Numéro 13 - Décembre 2022

On a longtemps jugé les chansons de geste à l’aune de la seule Chanson de Roland, pierre de touche de la « pureté » du genre épique, genre communautaire par excellence censé représenter l’opposition entre deux entités ethno-religieuses étanches. Or, depuis le regain d’intérêt dont a bénéficié l’épopée tardive durant les dernières décennies (Suard, 1980, 2003 ; Boutet, 1993, 2019 ; Roussel, 1998, 2018), cette vision monolithique a été nuancée et réexaminée. Tous les défauts dont les textes épiques de deuxième ou troisième génération avaient été auparavant taxés tendent à présent à être considérés comme des atouts : autant les critiques de l’école romantique déploraient le mélange des genres, synonyme pour eux de « déclin, dégénérescence, abâtardissement, décadence » (Roussel, 2018, p. 13), autant la critique moderne souligne la plasticité de l’épopée, genre ouvert à de multiples influences, et qui puise aussi en lui-même les ressources lui permettant de déployer toute sa richesse sur le plan générique et thématique, comme le montre Philippe Haugeard dans son article. Cette tendance au mélange des genres pointe déjà dans des textes très anciens. Les œuvres postérieures ne font que puiser de manière plus systématique à un répertoire de motifs narratifs disparates et variés, souvent d’origine folklorique, qui ont nourri l’imaginaire épique depuis ses commencements, mais tout aussi délicats à cerner, comme en témoigne l’étude de Girbert de Metz proposée par Gauthier Grüber, dont les subdivisions et épisodes fonctionnent comme autant de « frontières internes » au texte.

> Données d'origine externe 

PR #857, opened 2018-06-26
Rework isSimpleSliderConfig to property set on init

olamothe:
Versus a method, which would read the options after the fact. Since those options are not readonly, they can get modified after init, which would cause the component to be falsely identified as "simpleConfig" when it was in fact a "complex" config that needs the automatic range form the index.

https://coveord.atlassian.net/browse/JSUI-2128

### DIFF
--- a/src/ui/FacetSlider/FacetSlider.ts
+++ b/src/ui/FacetSlider/FacetSlider.ts
@@ -365,6 +365,7 @@ export class FacetSlider extends Component {
   public facetQueryController: FacetSliderQueryController;
   public facetHeader: FacetHeader;
   public onResize: EventListener;
+  public isSimpleSliderConfig = false;
 
   private rangeQueryStateAttribute: string;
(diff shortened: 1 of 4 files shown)


src/ui/FacetSlider/FacetSlider.ts
```diff
@@ -510,10 +511,6 @@ export class FacetSlider extends Component {
     this.delayedGraphData = null;
   }
 
-  public isSimpleSliderConfig() {
```
samisayegh: If you add a `get` to this method, with the same logic/the logic on line 386, wouldn't you get the same functionality but with the advantage that the value cannot be overwritten?

olamothe: No, options are public, so other code could go in and do something like `facetSlider.options.start = 12345;`, which would mess up the `get` method.

By setting it initially at the start of the constructor we're preventing that.

PR #1038, opened 2019-03-08
JSUI-2389 Not appending OmniboxResultList title and body when no results.

samisayegh:
I had some difficulty understanding the root cause of why this issue happens on page refresh only.

I used a more pragmatic solution that checks if we have results. If there aren't any, we skip appending the Omnibox result list title/results, and do not trigger the `newResult` and `newResults` events).


src/ui/OmniboxResultList/OmniboxResultList.ts
```diff
@@ -213,34 +213,54 @@ export class OmniboxResultList extends ResultList implements IComponentBindings
...
-        this.lastOmniboxRequest.resolve({ element: null, zIndex: this.options.omniboxZIndex });
-      } else {
-        this.lastOmniboxRequest.resolve({ element: this.options.resultContainer, zIndex: this.options.omniboxZIndex });
-      }
+
+    if (!this.lastOmniboxRequest) {
       return Promise.resolve(null);
     }
+
+    if (resultElements.length) {
```
samisayegh: The key change was adding this condition.

PR #1041, opened 2019-03-12
JSUI-2367 Making Facet Search dropdown accessible

samisayegh:
The facet search dropdown is more accessible after these changes.

I created separate files to handle default navigation (directly jumps from one result to the next),
and FacetSearchNavigation which passes via the exclude icon (two key presses to jump to the next result).


src/ui/Facet/FacetSearchElement.ts
```diff
@@ -144,28 +153,19 @@ export class FacetSearchElement {
...
   }
 
-  public moveCurrentResultUp() {
-    let previousResult = this.currentResult.el.previousElementSibling;
-    if (!previousResult) {
-      previousResult = last(this.searchResults.children);
-    }
-    this.setAsCurrentResult($$(<HTMLElement>previousResult));
-    this.highlightAndShowCurrentResultWithKeyboard();
+  public nextFocusableElement() {
```
samisayegh: Question here: the old `public` methods were `moveCurrentResultDown`, and `moveCurrentResultUp`. I changed the names to ones that are more generic. That being said, this could be considered a breaking change since the old methods were `public` and are now no longer available.

On the other hand, I don't think anyone is using the FacetSearchElement class? so what do you think?

Atm, after writing this, I am leaning towards reverting the names to the old ones 🦆

src/ui/Facet/FacetSearchValuesList.ts
```diff
@@ -20,7 +20,10 @@ export class FacetSearchValuesList {
       );
     });
     return _.map(valuesToBuildWith, facetValue => {
-      return new this.facetValueElementKlass(this.facet, facetValue, this.facet.keepDisplayedValuesNextTime).build().renderer.listItem;
+      const valueElement = new this.facetValueElementKlass(this.facet, facetValue, this.facet.keepDisplayedValuesNextTime).build();
+      valueElement.renderer.excludeIcon.setAttribute('aria-hidden', 'true');
+      valueElement.renderer.label.setAttribute('aria-hidden', 'true');
+      return valueElement.renderer.listItem;
     });
```
samisayegh: I added `aria-hidden` to prevent the screen reader from reading things that are not in "focus"/will not happen on an Enter key press.

unitTests/utils/DomTest.ts
```diff
@@ -34,17 +34,17 @@ export function DomTests() {
       describe('when calling #isValidElement', () => {
         it('should respond true when a valid element is given', () => {
           const NORMAL_ELEMENT = document.createElement('div');
-          expect($$(NORMAL_ELEMENT).isValid()).toBeTruthy;
+          expect($$(NORMAL_ELEMENT).isValid()).toBeTruthy();
         });
```
samisayegh: I found these tests on the master branch that were not asserting anything 😄

ThibodeauJF:
Not sure I like what happened to the package.json file

unitTests/utils/DomTest.ts
ThibodeauJF: toBeTruthy() or not toBeTruthy, that is the question

src/ui/Facet/FacetSearchElement.ts
ThibodeauJF: Yes if the name was not clear just document them, I would lean towards not touching the public methods name

ThibodeauJF:
Make sure `gulp && gulp accessibilityTests` passes 😄

src/ui/Facet/FacetSearchDropdownNavigation/DefaultSearchDropdownNavigator.ts
```diff
@@ -0,0 +1,73 @@
...
+  constructor(private config: ISearchDropdownConfig) {}
+
+  public setAsCurrentResult(toSet: Dom) {
+    this.currentResult && this.currentResult.removeClass('coveo-facet-search-current-result');
+    this.currentResult = toSet;
+    toSet.addClass('coveo-facet-search-current-result');
+    this.updateSelectedOption(toSet);
+  }
+
+  public nextFocusableElement() {
```
olamothe: Could we simply rename `moveCurrentResultDown` / `moveCurrentResultUp` to `nextFocusableElement`  here ?

unitTests/ui/FacetSearchTest.ts
```diff
@@ -144,23 +153,94 @@ export function FacetSearchTest() {
 
           it('arrow navigation', function(done) {
             searchPromise.then(() => {
-              expect($$($$(facetSearch.searchResults).findAll('li')[0]).hasClass('coveo-facet-search-current-result')).toBe(true);
+              expect(getSearchResult(0).hasClass('coveo-facet-search-current-result')).toBe(true);
```
olamothe: Ouff, that test was/is pretty long and hard to follow. 

Could have taken the time to maybe refactor it a bit here ? I guess it's simply trying to check `down / up / looping around` all inside the same test, which could be simply exploded a bit.

unitTests/ui/FacetSearchTest.ts
```diff
@@ -144,23 +153,94 @@ export function FacetSearchTest() {
...
               // loop around !
               Simulate.keyUp($$(built).find('input'), KEYBOARD.UP_ARROW);
-              expect($$($$(facetSearch.searchResults).findAll('li')[9]).hasClass('coveo-facet-search-current-result')).toBe(true);
+              expect(getSearchResult(9).hasClass('coveo-facet-search-current-result')).toBe(true);
+              expect(getSearchResult(9).hasClass('coveo-facet-value-will-exclude')).toBe(true);
+              done();
+            });
+          });
+
+          function spyOnAndReturnFirstCheckbox() {
```
olamothe: Small nitpick, but i'd put all those utility test function at the top of the test block itself, instead of kind of in the middle.

Also `cons spyOnAndReturnFirstCheckbox = ()=> {...}`

src/ui/Facet/FacetSearchDropdownNavigation/DefaultSearchDropdownNavigator.ts
```diff
@@ -0,0 +1,73 @@
+import { first, last } from 'underscore';
+import { $$, Dom } from '../../../utils/Dom';
+
+export interface ISearchDropdownNavigator {
+  nextFocusableElement: () => void;
```
olamothe: Humm, name is a bit misleading perhaps ? 
It would suggest that it returns or `get` the next focusable element, instead of actually doing the action of moving the focus in the input

Suggestion: 
```
focusNextElement()
previousPreviousElement()
```

src/ui/Facet/FacetSearchDropdownNavigation/DefaultSearchDropdownNavigator.ts
samisayegh: I could, but I prefer to keep this separation because `moveCurrentResultDown/Up`. I find these names more descriptive. Because they are `public`, they convey what is happening when used inside the FacetSearchDropdownNavigator.

If I changed the name, then the logic when be harder to understand on line 30 in `FacetSearchDropdownNavigator.ts`

samisayegh:
> Not sure I like what happened to the package.json file

I made a small change in the package.json file and committed it to let prettier run on the file. It gave the new indentation, hmm.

Une circulation constante a existé au Moyen Âge entre les différents genres littéraires narratifs (Payen, 1984, p. 199), l’épopée elle-même ayant abondamment circulé en Europe par le biais d’adaptations, de traductions, ou de mises en proses, comme le montrent les contributions de Justine Dockx et d’Aurore Dericq Facchinetti. Des avatars se rencontrent également dans d’autres cultures, à l’instar du cantar espagnol ou du cantare italien, en passant par la saga norroise, ou la Sage allemande – que Peter Andersen analyse ici à travers la plus célèbre d’entre elles, la Chanson des Nibelungen. Si la romanistique et ses figures les plus éminentes, telles que Erich Auerbach ou Ernst Robert Curtius, ont étudié les éléments narratifs communs et les topoï partagés, les prologues des œuvres constituent tout spécialement des lieux privilégiés où se tisse le dialogue intertextuel, comme le montre bien Gianfelice Peron dans sa contribution. Au-delà des frontières géographiques, linguistiques et génériques, une littérature européenne médiévale a donc bel et bien existé, non pas entendue comme territoire délimité par des frontières, mais comme espace sémiotique commun, ou « sémiosphère » (Lotman, 1999).

Ce recueil est le fruit des activités du laboratoire junior Épopées Médiévales : frontières, échanges, héritages, fondé à la fin de 2018 à l’ENS de Lyon et associé à un carnet de recherche disponible sur la plate-forme Hypothèses. En s’inscrivant dans le socle des études fondatrices sur le mélange des genres dans l’épopée (voir notamment Frantz, 2000, et Cazanave, 2005), les articles contenus dans ce volume interrogent sous plusieurs angles les concepts de frontière, de porosité et de transfert, appliqués aux textes épiques. Ils sont regroupés en deux sections : la première porte sur les frontières génériques et textuelles (Philippe Haugeard, Gauthier Grüber, Gianfelice Peron), et la seconde interroge l’adaptation de la chanson de geste à un nouvel environnement historique et social (Justine Dockx, Aurore Dericq Facchinetti, Peter Andersen). Allant à l’encontre d’une acception négative de la frontière entendue comme barrière, les études ici rassemblées montrent que c’est précisément dans l’ouverture et le dynamisme que l’épopée a puisé les ferments de sa vitalité et de son propre renouvellement. Cet épanouissement constitue sans doute l’une des raisons de sa survie jusqu’à nos jours, quoique sous des formes différentes. Genre « holistique » par excellence (Boutet, 1993, p. 205), l’épopée suscite en effet un véritable engouement chez le grand public, comme en témoignent diverses séries télévisées telles que Game of Thrones, des jeux vidéo, ou encore des bandes dessinées.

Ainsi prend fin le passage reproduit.